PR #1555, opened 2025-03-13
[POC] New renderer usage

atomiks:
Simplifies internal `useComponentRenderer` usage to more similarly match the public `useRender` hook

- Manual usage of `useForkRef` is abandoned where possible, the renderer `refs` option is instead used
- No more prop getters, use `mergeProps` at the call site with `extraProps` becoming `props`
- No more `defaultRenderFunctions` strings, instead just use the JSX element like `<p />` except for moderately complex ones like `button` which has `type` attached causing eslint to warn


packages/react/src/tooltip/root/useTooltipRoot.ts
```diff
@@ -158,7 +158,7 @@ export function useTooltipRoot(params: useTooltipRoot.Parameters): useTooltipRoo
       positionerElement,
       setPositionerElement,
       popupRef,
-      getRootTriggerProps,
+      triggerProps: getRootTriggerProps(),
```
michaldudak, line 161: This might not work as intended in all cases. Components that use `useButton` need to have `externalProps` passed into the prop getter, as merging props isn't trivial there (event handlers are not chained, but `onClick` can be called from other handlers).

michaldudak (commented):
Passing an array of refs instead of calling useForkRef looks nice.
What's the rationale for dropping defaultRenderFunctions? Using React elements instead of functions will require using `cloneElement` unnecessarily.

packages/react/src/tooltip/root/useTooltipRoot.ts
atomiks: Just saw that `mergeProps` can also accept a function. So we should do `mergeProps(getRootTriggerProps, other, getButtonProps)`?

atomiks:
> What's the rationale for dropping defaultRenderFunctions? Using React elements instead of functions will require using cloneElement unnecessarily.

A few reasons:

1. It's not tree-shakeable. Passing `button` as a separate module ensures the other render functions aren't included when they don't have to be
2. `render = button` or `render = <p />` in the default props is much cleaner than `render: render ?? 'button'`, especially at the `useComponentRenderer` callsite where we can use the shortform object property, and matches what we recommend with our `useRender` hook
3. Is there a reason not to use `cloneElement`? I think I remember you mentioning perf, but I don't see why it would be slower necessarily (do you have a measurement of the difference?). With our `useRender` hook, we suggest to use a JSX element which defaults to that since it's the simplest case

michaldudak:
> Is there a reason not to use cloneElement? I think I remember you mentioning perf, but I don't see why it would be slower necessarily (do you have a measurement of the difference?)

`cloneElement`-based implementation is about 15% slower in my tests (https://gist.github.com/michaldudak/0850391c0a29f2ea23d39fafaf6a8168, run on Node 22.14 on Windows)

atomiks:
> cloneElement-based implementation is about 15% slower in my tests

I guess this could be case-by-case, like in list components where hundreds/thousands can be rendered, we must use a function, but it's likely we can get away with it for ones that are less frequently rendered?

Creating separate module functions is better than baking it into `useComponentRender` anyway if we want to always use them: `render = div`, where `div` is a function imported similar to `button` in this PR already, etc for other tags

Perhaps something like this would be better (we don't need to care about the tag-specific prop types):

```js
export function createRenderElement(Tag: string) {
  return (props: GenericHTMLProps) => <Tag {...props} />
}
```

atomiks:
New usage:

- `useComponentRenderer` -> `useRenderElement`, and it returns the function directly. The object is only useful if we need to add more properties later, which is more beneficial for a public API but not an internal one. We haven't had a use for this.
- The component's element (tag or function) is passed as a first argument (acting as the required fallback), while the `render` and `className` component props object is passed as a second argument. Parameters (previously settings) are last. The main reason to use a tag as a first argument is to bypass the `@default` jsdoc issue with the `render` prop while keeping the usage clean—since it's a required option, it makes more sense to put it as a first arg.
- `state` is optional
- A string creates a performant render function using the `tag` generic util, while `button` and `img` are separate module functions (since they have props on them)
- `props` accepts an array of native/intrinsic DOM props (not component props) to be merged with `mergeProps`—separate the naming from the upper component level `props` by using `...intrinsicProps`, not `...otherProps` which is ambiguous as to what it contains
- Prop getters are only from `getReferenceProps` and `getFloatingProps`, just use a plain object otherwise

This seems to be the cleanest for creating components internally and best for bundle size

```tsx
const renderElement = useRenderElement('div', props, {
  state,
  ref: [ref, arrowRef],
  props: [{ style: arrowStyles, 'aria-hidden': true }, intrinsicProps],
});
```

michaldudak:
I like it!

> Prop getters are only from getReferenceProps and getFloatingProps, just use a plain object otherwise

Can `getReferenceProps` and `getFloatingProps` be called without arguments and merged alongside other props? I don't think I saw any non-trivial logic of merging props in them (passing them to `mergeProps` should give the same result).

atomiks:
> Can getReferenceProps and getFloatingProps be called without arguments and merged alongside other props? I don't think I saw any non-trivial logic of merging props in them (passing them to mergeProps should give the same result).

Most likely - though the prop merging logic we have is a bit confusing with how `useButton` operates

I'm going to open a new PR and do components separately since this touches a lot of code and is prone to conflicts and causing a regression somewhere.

#####

◆ What you will do ◆
Look through the records and copy down every line that holds "getters".

◆ Answer below ◆
- No more prop getters, use `mergeProps` at the call site with `extraProps` becoming `props`
- Prop getters are only from `getReferenceProps` and `getFloatingProps`, just use a plain object otherwise
> Prop getters are only from getReferenceProps and getFloatingProps, just use a plain object otherwise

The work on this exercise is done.